# Rubber Boots



## 2labs (Dec 10, 2003)

Looking for what people have found to be a good pair of rubber boots. Do not need them insulated but need them to be comfortable for all day wear and walking. Sandles or low cut rubber shoes are not an option. 

Thank you,
Dave


----------



## Pupknuckle (Aug 15, 2008)

Muck Boots.


----------



## Old School Labs (May 17, 2006)

2X Muck, warm and comfortable worn all day


----------



## Richard Fuquay (Jun 4, 2006)

Muck all the way.


----------



## Fred Coleman (Dec 15, 2004)

Muck always!!!!!!


----------



## badbullgator (Dec 20, 2004)

I have 2 pairs of Muck's. I have worn the new pair maybe three times because I figured I would wear out the old pair first.......I don't even know how old the old ones are, but over 7 -8 years anyway. Best boot of this type made


----------



## K.Bullock (May 15, 2008)

I was going to say I love my Lacrosse Alpha Burly's, I have had them approx 3 years. I am about to replace them though and after reading this I am considering checking out the mucks.


----------



## birdhunter66 (Jul 29, 2009)

Muck Boots


----------



## sandyg (Feb 10, 2010)

Muck boots for sure. I wish I knew about them years ago.


----------



## B-Remi (Feb 2, 2010)

Muck Woody Sport!


----------



## GulfCoast (Sep 24, 2007)

The new Mucks with the insoles (ATB) are the bomb! Love my Mucks.


----------



## Jo Ann Reynolds (Jul 2, 2007)

Just bought a new pair of Muck boots yesterday. Got the Edgewater knee high for the better tread. Last pair lasted 6 years through training and hunting seasons.


----------



## kdeckels (Sep 12, 2009)

Mucks, but I hope they last, cause dang were they expensive.


----------



## golden dude (Oct 19, 2009)

I bought a pair of Xtra tuff boots(same thing you see the crab fishermen wearing) in Alaska in the late 80's. They are still working for me.

Steve


----------



## 2tall (Oct 11, 2006)

This has been enlightening for me. I always thought muck boots simply referred to the tall rubber boots you would use to clean out the stables, (I've had plenty of those!). But now I see it is a brand of boot/shoe. Do they have good cushioning and support? I have terrible feet and my cheap ($15) rubber boots have just about crippled me. I think I will google this one.


----------



## WRL (Jan 4, 2003)

2tall said:


> This has been enlightening for me. I always thought muck boots simply referred to the tall rubber boots you would use to clean out the stables, (I've had plenty of those!). But now I see it is a brand of boot/shoe. Do they have good cushioning and support? I have terrible feet and my cheap ($15) rubber boots have just about crippled me. I think I will google this one.


Carol,

In the same boat as you. (bad feet).

Bought my first pair of Mucks back in 2000. Wore the tread off of them and bought a new pair about 2 years ago.

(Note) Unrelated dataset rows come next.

PR #301, opened 2026-07-13
feat: Add capacity benchmark subcommand

tvinagre:
## Summary

- Adds a `capacity` subcommand to `fynd-benchmark` that measures the highest sustainable request rate within a latency SLO. It walks an RPS ladder (`--ladder start:step:max`, default `5:5:200`), measuring p95 latency and error rate at each step after a warm-up period. A step passes when p95 latency stays at or below `--slo-multiplier` (default 1.2) times an unloaded baseline p95, and the error rate stays under the configured cap. The command reports the highest RPS step that passed, and writes a report with a marker string so it can be located in cluster logs.
- Adds an `--encoding` flag to the benchmark request path. When set, every request attaches the standard encoding options; the flag is per-request and does not require a separate RPC call.
- Ships the `fynd-benchmark` binary in the Docker image. Both `cargo build` invocations in the builder stage now build `fynd-benchmark` alongside `fynd`, `fynd-swap-cli`, and `hindsight`. The second (real-source) build stage copies `tools/benchmark/src/` instead of stubbing it, since `pairs.json` and `trades_sample.json` are embedded into the binary via `include_str!`. The runtime stage copies the compiled binary to `/usr/local/bin/fynd-benchmark`.

## Test plan

- [x] `docker build -t fynd-bench-test .` completes successfully, compiling `fynd-benchmark` in both build stages
- [x] `docker run --rm --entrypoint fynd-benchmark fynd-bench-test capacity --help` prints all capacity flags, including `--ladder`, `--slo-multiplier`, `--encoding`, `--target-label`, and `--output-file`
- [x] `docker run --rm --entrypoint fynd-benchmark fynd-bench-test --help` lists `capacity` alongside the existing subcommands
- [x] existing `fynd` and `fynd-swap-cli` entrypoints still resolve in the built image


tamaralipows (approved):
Thenk yoou

PR #303, opened 2026-07-13
feat(hindsight): detect sandwich attacks around decoded trades

kayibal:
## What

hindsight now detects likely sandwich attacks around decoded solver trades and classifies them apart from real wins and losses.

- New `decoder/sandwich.rs`: for each decoded trade, scans a window of 2 transactions on each side — using the block receipts `decode_block` already fetched, so no extra RPC calls — for a front/back pair that (a) links to one attacker (same sender, or same non-registry-known target contract), (b) both re-emit a log from a pool contract the victim's swap touched, and (c) moves the victim's output token in sandwich direction: a linked entity receives it in the front leg and sends it in the back leg, read from each leg's Transfer logs. A native-ETH output is checked as its wrapped form. Pool candidates exclude token contracts (Transfer/Approval emitters), the wrapped-native token, and Permit2, so transactions sharing only a token or its plumbing cannot produce a fake overlap.
- `DecodedTrade` and `RangeComparison` gain `tx_index` and `sandwich` evidence (`front_tx`, `back_tx`, `attacker`, `pools`); both appear in the JSONL comparison records and the `decode` subcommand output. All fields are additive.
- New `Verdict::Sandwiched`: a flagged trade's solved states are reclassified (the headline follows top-of-block) while bps/USD deltas are still computed and written, so the size of MEV-inflated deltas stays analyzable offline. Unsolved states keep `Unsolvable`/`CoverageMiss` — a sandwich explains the settled price, not a missing route — so coverage shares are unaffected.
- Telemetry: trade/volume metrics gain the `outcome="sandwiched"` label; sandwiched states skip the savings/improvement histograms so the "value of adding Fynd" aggregates exclude MEV-degraded settlements. The per-trade Loki line keeps logging with `verdict=sandwiched`.

Known limitations (false negatives keep polluting savings as all sandwiches did before this feature; false positives exclude real comparisons) are listed in the design spec: `docs/superpowers/specs/2026-07-13-hindsight-sandwich-detection-design.md`.

## Why

Many of the largest "improvement" opportunities in hindsight output were sandwich victims: a frontrun degraded the settled output, so the top-of-block re-solve looked like a large win Fynd could not actually have captured.

### DIFF
--- a/docs/superpowers/specs/2026-07-13-hindsight-sandwich-detection-design.md
+++ b/docs/superpowers/specs/2026-07-13-hindsight-sandwich-detection-design.md
@@ -13,14 +13,15 @@ sandwiches, record the evidence, and classify them apart from real wins and loss
 
 ## Detection methodology
 
-Bracket-pair with pool overlap — the zeromev/EigenPhi heuristic without direction decoding.
+Bracket-pair with pool overlap — the zeromev/EigenPhi heuristic — plus a log-level direction
+check on the attacker's token flow.
 
 Detection runs inside `Decoder::decode_block`, which already fetches every receipt of the block in
 one `eth_getBlockReceipts` call. All signals below come from those receipts; detection makes no
 additional RPC calls.
 
 For a victim trade at transaction index `i`, scan a window of `W = 2` transactions on each side for
-a pair `(front, back)` with `front.index < i < back.index` satisfying both conditions:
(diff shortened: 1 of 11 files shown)


tamaralipows (approved):
Did some of the main fixes I could find. Will continue to iterate on the organization in future PRs - working on some refactors atm and don't want to create conflicts by keeping this open.

PR #304, opened 2026-07-13
feat: taker propAMM surplus routing

Troshchk:
The changes add a second worker pool that routes through "exclusive" liquidity (pools only Fynd can access). If the exclusive route beats the best public route, the protocol captures the difference as surplus while the user gets the same price they would have gotten from public pools.
[Task](https://propeller-heads.atlassian.net/browse/ENG-6133)

- Added permission filtering so public workers never see exclusive components
- Added surplus route comparison and selection logic
- Added role-aware early-return so the router waits for both pools
 - Wired the permission policy from config through to workers and router
 - Added pool role configuration (public / all) to worker pool config


fynd-core/src/worker_pool_router/mod.rs
```diff
@@ -469,6 +601,161 @@ impl WorkerPoolRouter {
...
+    result
+}
+
+/// Returns `true` if the quote has a valid exclusive layout for v1: at least one exclusive
+/// leg, all positioned as terminal legs of their respective paths (no mid-route exclusive legs).
+///
+/// Path boundaries are detected by checking whether the next swap's `token_in` differs from the
+/// current swap's `token_out`. This heuristic is correct for Fynd's sequential route
+/// representation but would need revisiting if routes gain explicit path-boundary markers.
+fn has_valid_exclusive_layout(quote: &OrderQuote, policy: &PermissionPolicy) -> bool {
```
Troshchk: This checks, that the exclusive hop is terminal.
It is a v1 limitation

fynd-core/src/worker_pool_router/mod.rs
```diff
@@ -469,6 +601,161 @@ impl WorkerPoolRouter {
...
+    let committed = match public_ranked.first() {
+        Some(q) if q.status() == QuoteStatus::Success => q,
+        _ => return public_ranked,
+    };
+
+    // Find best surplus candidate from All-role pools, respecting max_gas and layout constraints.
+    let best_surplus = responses
+        .quotes
+        .iter()
+        .filter(|(pool, _)| {
```
Troshchk: Pool here is worker_pool

fynd-core/src/feed/mod.rs
```diff
@@ -7,7 +7,7 @@ pub mod events;
 pub(crate) mod gas;
 /// Shared market data store (`MarketState`, `MarketData`).
 pub mod market_data;
-/// Per-worker permission scoping for permissioned components.
+/// Per-worker permission scoping for exclusive components.
```
tamaralipows: You've changed this terminology but there is still a file called `permission.rs` and `PermissionPolicy` so I'm not entirely sure this helped tbh, I feel it was fine before as permissioned because at least within the Fynd code it was consistent?

fynd-core/src/feed/permission.rs
```diff
@@ -0,0 +1,205 @@
+//! Per-worker permission scoping for exclusive components.
+//!
+//! "Exclusive" means accessible only to Fynd: such components must never enter the route a
+//! public pool returns, yet the surplus pool is allowed to route through them to capture the
```
tamaralipows: And here we are calling them surplus pool instead of permissioned or exclusive, can get confusing

fynd-core/src/worker_pool_router/mod.rs
```diff
@@ -155,6 +150,9 @@ pub struct WorkerPoolRouter {
     /// Validates solution outputs against external price sources.
     /// Present when the server has price guard enabled; `None` when disabled.
     price_guard: Option<PriceGuard>,
+    /// Predicate identifying exclusive components, used by `combine_with_surplus` to locate the
```
tamaralipows: I don't think we need to put "used by ____" in the docs, if we ever change that fn name or remove it it might get confusing

fynd-core/src/worker_pool_router/mod.rs
tamaralipows: Can we call this route instead of layout

fynd-core/src/worker_pool_router/mod.rs
```diff
@@ -576,23 +615,135 @@ fn combine_with_surplus(
...
+    } else {
+        BigUint::ZERO
+    };
+    executed.set_amount_out_net_gas(committed_net_gas);
+
+    let surplus_info = SurplusInfo::new(surplus_amount, committed_route_out.clone());
+    executed = executed.with_surplus(surplus_info);
+
+    debug_assert!(
+        executed.amount_out() >= committed.amount_out(),
```
tamaralipows: Isn't this assert trivially true now?

fynd-core/src/worker_pool_router/mod.rs
tamaralipows: I know this was here initially but this docstring is not very clear to me what this method does. "Overlay" is pretty vague

fynd-core/src/worker_pool/worker.rs
```diff
@@ -61,7 +61,7 @@ where
     /// Permission scoping for this worker's local graph.
     ///
     /// `IncludeAll` (the default) preserves the original non-filtered behaviour. A public worker
-    /// is configured with `ExcludePermissioned(policy)` so permissioned components never enter
+    /// A public worker is configured with `PublicOnly(policy)` so exclusive components never enter
```
tamaralipows: Duplicated "a public worker"

fynd-core/src/worker_pool_router/mod.rs
```diff
@@ -576,23 +615,135 @@ fn combine_with_surplus(
...
+    }
+
+    let realized_route_out = surplus_quote.amount_out();
+    let committed_route_out = committed.amount_out();
+
+    if realized_route_out <= committed_route_out {
+        return public_ranked;
+    }
+
+    let surplus_amount = realized_route_out - committed_route_out;
```
tamaralipows: Shouldn't we be calculating this net gas here actually? I'm worried the user might get a worse price after gas is considered

fynd-core/src/worker_pool_router/mod.rs
```diff
@@ -576,23 +615,135 @@ fn combine_with_surplus(
...
+
+    // Build the executed quote: clone the surplus candidate, stamp per-leg committed amounts,
+    // pin amount_out to committed, attach SurplusInfo.
+    let mut executed = surplus_quote.clone();
```
tamaralipows: Maybe we should call it something other than "executed", since we technically didn't execute it yet?

fynd-core/src/worker_pool_router/mod.rs
```diff
@@ -576,23 +615,135 @@ fn combine_with_surplus(
...
+            if policy.is_exclusive(swap.protocol_component()) {
+                // Proportional reduction: committed_leg = leg.amount_out * committed / realized
+                // (rounds down — safe direction: under-capture)
+                let committed_leg = swap.amount_out() * committed_route_out / realized_route_out;
+                swap.set_committed_amount_out(committed_leg);
+            }
+        }
+    }
+
+    executed.set_amount_out(committed_route_out.clone());
```
tamaralipows: Also another comment about this: Should we maybe add a constant BPS buffer to ensure that the user gets strictly a better price? We can start by setting it to 0 so the user gets exactly the regular best output amount, but I think eventually we would like to ensure the user gets the `committed_route_out` and a bit more

fynd-core/src/worker_pool_router/mod.rs
tamaralipows: This also needs a test I think

tamaralipows (commented):
Thank you! Looks promising. A few bigger points to start with, let me know what you think

fynd-core/src/worker_pool_router/mod.rs
```diff
@@ -469,6 +596,165 @@ impl WorkerPoolRouter {
...
+        return public_ranked;
+    };
+
+    // The surplus route must beat the committed reference net-of-gas.
+    if surplus_quote.amount_out_net_gas() <= committed.amount_out_net_gas() {
+        return public_ranked;
+    }
+
+    let realized_route_out = surplus_quote.amount_out();
+    let committed_route_out = committed.amount_out();
```
louise-poole: Design thought here: this logic is specific for exact-in orders... Which is fine as we do not yet support exact-out. But I jsuspect that if/when we add that support this area of code will get overlooked. Can you add comment noting the limitation of the current logic?

fynd-core/src/worker_pool_router/mod.rs
```diff
@@ -469,6 +596,165 @@ impl WorkerPoolRouter {
...
+    public_ranked: Vec<OrderQuote>,
+    permission_policy: Option<&PermissionPolicy>,
+) -> Vec<OrderQuote> {
+    let Some(policy) = permission_policy else {
+        return public_ranked;
+    };
+
+    let committed = match public_ranked.first() {
+        Some(q) if q.status() == QuoteStatus::Success => q,
+        _ => return public_ranked,
```
louise-poole, line 709: Hmmmm - if there was no successful public route, but we are able to find a route using the exclusive pools, then we should return that exclusive pool route no? We could set it to take a default fee (choose what amount_out to pin it to) and act as if it's a normal pool instead of dynamically matching another route. Is this possible?

fynd-core/src/worker_pool_router/mod.rs
```diff
@@ -40,24 +41,52 @@ use tycho_execution::encoding::{
...
+/// [`PoolConfig`]: crate::PoolConfig
+#[derive(Debug, Clone, Copy, Default, PartialEq, Eq, Serialize, Deserialize)]
+#[serde(rename_all = "snake_case")]
+pub enum PoolRole {
+    /// Routes through public liquidity only. Establishes the committed reference output. Default.
+    #[default]
+    Public,
+    /// Routes through all liquidity, including exclusive components; source of surplus quotes.
+    All,
+}
```
louise-poole: Something about this naming doesn't fully sit right with me. It leaks into the public TOML and seeing 'poolrole = all' isn't so clear to me on what it does unless I know the code itself. Maybe we rename them like this? What do think?
```suggestion
pub enum LiquidityScope {
    /// Routes through public liquidity only. Establishes the committed reference output. Default.
    #[default]
    Public,
    /// Routes through all liquidity, including exclusive components; source of surplus quotes.
    All,
}
```

louise-poole: Or maybe even 
```suggestion
pub enum LiquidityScope {
    /// Routes through public liquidity only. Establishes the committed reference output. Default.
    #[default]
    PublicOnly,
    /// Routes through all liquidity, including exclusive components; source of surplus quotes.
    IncludeExclusive,
}
```

fynd-core/src/feed/permission.rs
```diff
@@ -0,0 +1,205 @@
...
+///
+/// Each worker gets exactly one context for its lifetime, derived from its pool's role. All graph
+/// filtering for a worker flows through this type, so the worker never reasons about
+/// exclusivity itself — it just hands its topology and incoming events here.
+#[derive(Clone, Debug)]
+pub enum PermissionContext {
+    /// See every component — the default. No filtering is applied.
+    IncludeAll,
+    /// See only public components — exclusive ones are filtered out by the attached policy.
+    PublicOnly(PermissionPolicy),
```
louise-poole: I kind of like the scaffold's naming here of `ExcludePermissioned` instead of `PublicOnly`. Open to discuss this though.

fynd-core/src/solver.rs
```diff
@@ -688,10 +741,23 @@ impl FyndBuilder {
...
             let pool_event_rx = tycho_feed.subscribe();
             let derived_rx = derived_event_tx.subscribe();
 
+            // The router-facing role doubles as the per-worker scope: only a public pool with a
+            // policy filters; the surplus pool (and any pool without a policy) includes everything.
+            let pool_role = pool_entry.role();
+            let permission = match (pool_role, permission_policy.clone()) {
+                (PoolRole::Public, Some(policy)) => PermissionContext::PublicOnly(policy),
+                _ => PermissionContext::IncludeAll,
+            };
```
louise-poole: It's probably cleaner/easier to maintain this mapping if we implemented it on one of the enums? Something like:
```rust
  impl LiquidityScope {
      /// The per-worker permission context for a pool of this scope.
      /// Only a `Public` pool with a policy filters; `All` (and any pool without a policy) sees everything.
      pub(crate) fn into_permission(self, policy: Option<PermissionPolicy>) -> PermissionContext {
          match (self, policy) {
              (LiquidityScope::Public, Some(p)) => PermissionContext::PublicOnly(p),
              _ => PermissionContext::IncludeAll,
          }
      }
  }
```

fynd-core/src/worker_pool_router/mod.rs
```diff
@@ -469,6 +596,165 @@ impl WorkerPoolRouter {
...
+    result
+}
+
+/// v1 constraint: rejects surplus routes unless every exclusive leg is the terminal leg of its
+/// path. This keeps per-leg surplus attribution exact (no inverse simulation needed). Mid-route
+/// exclusive legs and multiple exclusive legs per path are deferred to a future version.
+///
+/// Path boundaries are detected by checking whether the next swap's `token_in` differs from the
+/// current swap's `token_out`. This heuristic is correct for Fynd's sequential route
+/// representation but would need revisiting if routes gain explicit path-boundary markers.
```
louise-poole: This doc string is clear, but breaks from our usual docstring format. Can you adjust this to have something like:
```rust
  /// Returns `true` only for routes....
  ///
  /// Returns `false` for....
```

fynd-core/src/worker_pool_router/mod.rs
```diff
@@ -469,6 +596,165 @@ impl WorkerPoolRouter {
...
+/// - `Swap::committed_amount_out` set on each exclusive leg (consumed by the encoder), and
+/// - an order-level [`SurplusInfo`] attached (observability).
+///
+/// Otherwise `public_ranked` is returned unchanged, so the user is never quoted worse than the
+/// public market.
+///
+/// Each exclusive leg's `committed_amount_out` is its realized output reduced by the same
+/// proportion as the order-level reduction; the protocol captures the difference. The per-leg
+/// attribution formula and the bound that keeps the user at or above the committed reference are
+/// derived in the design plan.
```
louise-poole: I don't think referring to external docs like the design plan is a good idea here. Can you rather extrapolate the info that is relevant and include it directly in this docstring? Or if it's very low level details, then put it as inline comments in the fn body.

fynd-core/src/encoding/encoder.rs
```diff
@@ -58,6 +58,12 @@ impl TryFrom<&OrderQuote> for Solution {
             SolveError::FailedEncoding("successful quote must have a route".to_string())
         })?;
 
+        // TODO: when a swap in this route is exclusive, read its `Swap::committed_amount_out`
```
louise-poole: For future reference, with these sorts of TODOs make sure to reference the jira ticket number the TODO will be addressed in so that this is easily traceable.

fynd-core/src/worker_pool_router/mod.rs
```diff
@@ -469,6 +596,165 @@ impl WorkerPoolRouter {
...
+
+    // Build the executed quote: clone the surplus candidate, stamp per-leg committed amounts,
+    // pin amount_out to committed, attach SurplusInfo.
+    let mut executed = surplus_quote.clone();
+
+    if let Some(route) = executed.route_mut() {
+        for swap in route.swaps_mut() {
+            if policy.is_exclusive(swap.protocol_component()) {
+                // Proportional reduction: committed_leg = leg.amount_out * committed / realized
+                // (rounds down — safe direction: under-capture)
```
louise-poole: Rounding down produces over-capture no? The pool will capture more as 'surplus' and the user will get less...

fynd-core/src/worker_pool_router/mod.rs
```diff
@@ -952,4 +1238,355 @@ mod tests {
...
+
+    fn surplus_pool_roles() -> HashMap<String, PoolRole> {
+        HashMap::from([
+            ("public_pool".to_string(), PoolRole::Public),
+            ("surplus_pool".to_string(), PoolRole::All),
+        ])
+    }
+
+    #[test]
+    fn combine_prefers_surplus_when_it_beats_public() {
```
louise-poole: Can you add a `combine_with_surplus` test for a split route?

fynd-core/src/worker_pool_router/mod.rs
```diff
@@ -952,4 +1238,355 @@ mod tests {
...
+        // The surplus winner is at the head: user is quoted the committed public output, protocol
+        // captures the surplus. The public candidate remains as a fallback.
+        assert_eq!(combined.len(), 2);
+        assert_eq!(*combined[0].amount_out(), BigUint::from(900u64));
+        assert_eq!(combined[0].committed_amount_out(), Some(&BigUint::from(900u64)));
+        assert_eq!(combined[0].surplus_amount(), Some(&BigUint::from(50u64)));
+    }
+
+    #[test]
+    fn combine_falls_back_to_public_when_surplus_does_not_beat_it() {
```
louise-poole: I'm not such a fan of test names talking about the result cases instead of the focusing on what is tested. When we feel the need to add the outcomes to test names to add distinction between tests it usually is a good indicator that we could use 1 test with multiple test cases (`rstest`).

fynd-core/src/worker_pool_router/mod.rs
```diff
@@ -243,13 +336,24 @@ impl WorkerPoolRouter {
...
+
         let mut quotes = Vec::new();
         let mut failed_solvers: Vec<(String, SolveError)> = Vec::new();
         let mut remaining_pools: HashSet<String> = self
             .solver_pools
             .iter()
             .map(|p| p.name().to_string())
             .collect();
+        let mut has_public_response = false;
+        let mut has_surplus_response = false;
```
louise-poole: Can you add tests that test these early return cases?

fynd-core/src/worker_pool_router/mod.rs
```diff
@@ -469,6 +596,165 @@ impl WorkerPoolRouter {
...
+        .iter()
+        .filter(|(pool, _)| pool_roles.get(pool) == Some(&PoolRole::All))
+        .filter(|(_, q)| q.status() == QuoteStatus::Success)
+        .filter(|(_, q)| {
+            options
+                .max_gas()
+                .map(|max| q.gas_estimate() <= max)
+                .unwrap_or(true)
+        })
+        .filter(|(_, q)| has_valid_exclusive_route(q, policy))
```
louise-poole, line 724: Can you add a test that these max_gas and has_valid_exclusive_route checks fire correctly and we fall back to the public quote in this case?

louise-poole (commented):
Thanks! This is a huge one so took some time for me to go through properly. Thanks for your patience! Was a good start 👌

fynd-core/src/feed/mod.rs
Troshchk: I have changed the naming as following:
  PermissionPolicy -> ExclusivityPolicy
  PoolRole::All -> PoolRole::ExclusiveAccess
  PermissionContext::IncludeAll -> LiquidityScope::All

  Let me know what you think about it

fynd-core/src/feed/permission.rs
Troshchk: responded [here](https://github.com/propeller-heads/fynd/pull/304#discussion_r3602588814)

fynd-core/src/worker_pool_router/mod.rs
Troshchk: Renamed to winning candidate

fynd-core/src/worker_pool_router/mod.rs
Troshchk: I made a rename and mentioned it [here](https://github.com/propeller-heads/fynd/pull/304#discussion_r3602588814)
Let me know if you agree with it

fynd-core/src/feed/permission.rs
Troshchk: I have renamed it and put the info [here](https://github.com/propeller-heads/fynd/pull/304#discussion_r3602588814), lmk what you think

fynd-core/src/worker_pool_router/mod.rs
Troshchk: Yes, true, we should calculate the surplus_amount net gas, but this is for reporting accuracy. The surplus quote amount_out is still set to the mount_out of the public quote

fynd-core/src/worker_pool_router/mod.rs
Troshchk: moved it in a per leg check

fynd-core/src/worker_pool_router/mod.rs
Troshchk: True, fixed

fynd-core/src/worker_pool_router/mod.rs
Troshchk: I am not sure -- I think the main idea is to not quote worse than the public and we won't have a reference to pin the exclusive route
I would say we shouldn't be doing this in v1

fynd-core/src/worker_pool_router/mod.rs
Troshchk: Should we add it when we know, how we want it set up may be? 
Also, I think the fixed bps might not guarantee it at the moment before we decide how to handle the gas/net committed_amount_out

fynd-core/src/worker_pool_router/mod.rs
Troshchk: Yes, added

fynd-core/src/worker_pool_router/mod.rs
```diff
@@ -694,15 +699,27 @@ fn combine_with_surplus(
...
-    let surplus_amount = exclusive_candidate.amount_out_net_gas() - committed.amount_out_net_gas();
+    // Gas the user pays to execute the exclusive route, in output-token terms.
+    let exclusive_gas_cost = exclusive_route_amount_out - exclusive_candidate.amount_out_net_gas();
+
+    // The commitment honors two floors: the quoted amount_out never drops below the public
+    // market's, and the user — who pays the exclusive route's gas — never nets less than the
+    // public route would leave them (public_net + gas). Together with the strict net check
+    // above, these gates guarantee the route covers the committed amount.
+    let committed_amount_out =
+        (committed.amount_out_net_gas() + &exclusive_gas_cost).max(public_amount_out.clone());
```
tamaralipows, line 760: Should we do a max here? What if the public amount out is also extremely gas expensive?

fynd-core/src/worker_pool_router/mod.rs
```diff
@@ -1748,6 +1768,112 @@ mod tests {
         assert_eq!(combined[0].surplus_amount(), None);
     }
 
+    #[test]
+    fn combine_gas_heavier_exclusive_compensates_user() {
```
tamaralipows: No test outcome in the test name pls

fynd-core/src/worker_pool_router/mod.rs
```diff
@@ -1748,6 +1768,112 @@ mod tests {
...
+
+        assert_eq!(combined.len(), 2);
+        assert_eq!(*combined[0].amount_out(), BigUint::from(1090u64));
+        assert_eq!(*combined[0].amount_out_net_gas(), BigUint::from(950u64));
+        assert_eq!(combined[0].surplus_amount(), Some(&BigUint::from(10u64)));
+        assert_eq!(combined[0].committed_amount_out(), Some(&BigUint::from(1090u64)));
+    }
+
+    #[test]
+    fn combine_gas_cheaper_exclusive_keeps_public_amount() {
```
tamaralipows: These could perhaps be parametrized no? Not sure if it would help organization though

fynd-core/src/worker_pool_router/mod.rs
```diff
@@ -1748,6 +1768,112 @@ mod tests {
...
+            .route()
+            .expect("surplus quote should have a route");
+        let public_leg = route
+            .swaps()
+            .iter()
+            .find(|s| !policy.is_exclusive(s.protocol_component()))
+            .expect("should have a public swap");
+        assert_eq!(public_leg.committed_amount_out(), None);
+
+        // The public branch (600) can't be skimmed, so the full excess (1100 − 1000 = 100) is
```
tamaralipows: I don't like using words like "skimmed" in docstrings though I know Claude loves it. If you ask him to use more concrete language he will do better though

fynd-core/src/worker_pool_router/mod.rs
tamaralipows: I didn't understand this comment - why wouldn't we be able to add this now? I guess this is done in Louise's PR though, not here, right?

fynd-core/src/worker_pool_router/mod.rs
tamaralipows: I think this is a good idea actually. We can't control the pool price, just the fee, so in the worst case the user gets a price instead of no price at all. We could just specify some sort of `MIN_FEE_ONLY_EXCLUSIVE_ROUTE_FOUND` or something to protect the LPs? And set it really high initially? (That would be in Louise's PR)

fynd-core/src/feed/scope.rs
```diff
@@ -0,0 +1,208 @@
...
+    }
+}
+
+/// Which components a worker may ingest into its local graph.
+///
+/// Each worker gets exactly one scope for its lifetime, derived from its pool's role. All graph
+/// filtering for a worker flows through this type, so the worker never reasons about
+/// exclusivity itself — it just hands its topology and incoming events here.
+#[derive(Clone, Debug)]
+pub enum LiquidityScope {
```
tamaralipows: I'm having trouble understanding just from the docstring the difference between this and `PoolRole`. This is the docstring for `PoolRole`
```
/// The role a solver pool (a group of workers) plays in a quote.
```
Why do we have two separate enums for this? In any case perhaps we should document the first line of the docstring better for first-time readers?

tamaralipows (commented):
Thank you! Just a few comments/questions for now for my understanding

fynd-core/src/worker_pool_router/mod.rs
Troshchk: If we drop max here, then whenever the public route is the gas expensive one we'd end up quoting less than the public market shows
Using max in case of extremely expensive public route should actually result in higher value for the user and under capture for protocol

tamaralipows: Ok I understand - I think we can make this a bit clearer in the docstring (maybe the docstring tries to say this but I didn't understand this?)

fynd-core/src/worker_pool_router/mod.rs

Your feet will feel 100x better. 

Make sure you get a good fit though. I think the second pair I bought are slightly too large and they are cracked at the ball of my foot. They don't leak as they are neoprene but they appear to be slightly larger than the original pair.

WRL


----------



## wdsk (Dec 7, 2008)

Muck Wetland ..... and although they are supposed to be comfortable to 70 degrees they are mighty warm here in the south on a sunny spring day!! Worth every penny when its cold, wet, muddy and you have hard to fit feet like some of us!


----------



## Rob DeHaven (Jan 6, 2003)

no doubt mucks are what you want.


----------



## Rick Hall (Jan 21, 2003)

Y'all must be from places a lot cooler than Louisiana, 'cause Muck boots and the neoprene competitors they spawned suck here. I'm back in uninsulated LaCross Granges and wishing someone would put a decent air-bob type sole on an uninsulated knee boot. Would sell a kazillion of 'em in the South.


----------



## WRL (Jan 4, 2003)

Rick Hall said:


> Y'all must be from places a lot cooler than Louisiana, 'cause Muck boots and the neoprene competitors they spawned suck here. I'm back in uninsulated LaCross Granges and wishing someone would put a decent air-bob type sole on an uninsulated knee boot. Would sell a kazillion of 'em in the South.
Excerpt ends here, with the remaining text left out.